_What is needed_
Output exactly the lines below, starting with the line that has "PR #692, opened 2020-07-17" and going on through the line that has "ktw1016, line 280: extended_planning_years", both included, and no other lines.
--*--
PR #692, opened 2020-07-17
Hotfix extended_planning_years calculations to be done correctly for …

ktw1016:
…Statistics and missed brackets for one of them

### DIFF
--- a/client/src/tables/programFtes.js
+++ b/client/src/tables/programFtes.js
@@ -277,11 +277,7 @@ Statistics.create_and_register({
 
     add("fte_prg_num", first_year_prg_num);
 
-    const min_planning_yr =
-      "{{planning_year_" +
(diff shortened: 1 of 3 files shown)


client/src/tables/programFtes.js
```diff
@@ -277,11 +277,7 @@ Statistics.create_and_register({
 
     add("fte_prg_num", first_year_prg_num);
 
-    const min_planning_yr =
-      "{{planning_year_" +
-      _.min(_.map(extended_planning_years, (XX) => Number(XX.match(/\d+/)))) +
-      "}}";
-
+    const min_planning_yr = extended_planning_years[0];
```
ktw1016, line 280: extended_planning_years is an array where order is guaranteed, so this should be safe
--*--
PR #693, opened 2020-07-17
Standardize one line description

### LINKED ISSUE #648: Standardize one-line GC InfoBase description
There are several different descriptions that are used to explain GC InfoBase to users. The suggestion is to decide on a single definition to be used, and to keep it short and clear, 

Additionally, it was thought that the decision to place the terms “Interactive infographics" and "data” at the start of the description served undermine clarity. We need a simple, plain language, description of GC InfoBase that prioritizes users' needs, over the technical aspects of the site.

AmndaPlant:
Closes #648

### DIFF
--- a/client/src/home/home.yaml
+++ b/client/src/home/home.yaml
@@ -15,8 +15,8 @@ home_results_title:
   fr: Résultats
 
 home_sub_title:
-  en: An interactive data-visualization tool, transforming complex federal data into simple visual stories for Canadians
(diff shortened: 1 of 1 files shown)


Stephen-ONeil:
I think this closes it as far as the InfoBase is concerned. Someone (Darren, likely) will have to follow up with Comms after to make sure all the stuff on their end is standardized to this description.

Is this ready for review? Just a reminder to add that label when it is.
--*--
_Result_
PR #692, opened 2020-07-17
Hotfix extended_planning_years calculations to be done correctly for …

ktw1016:
…Statistics and missed brackets for one of them

### DIFF
--- a/client/src/tables/programFtes.js
+++ b/client/src/tables/programFtes.js
@@ -277,11 +277,7 @@ Statistics.create_and_register({
 
     add("fte_prg_num", first_year_prg_num);
 
-    const min_planning_yr =
-      "{{planning_year_" +
(diff shortened: 1 of 3 files shown)


client/src/tables/programFtes.js
```diff
@@ -277,11 +277,7 @@ Statistics.create_and_register({
 
     add("fte_prg_num", first_year_prg_num);
 
-    const min_planning_yr =
-      "{{planning_year_" +
-      _.min(_.map(extended_planning_years, (XX) => Number(XX.match(/\d+/)))) +
-      "}}";
-
+    const min_planning_yr = extended_planning_years[0];
```
ktw1016, line 280: extended_planning_years is an array where order is guaranteed, so this should be safe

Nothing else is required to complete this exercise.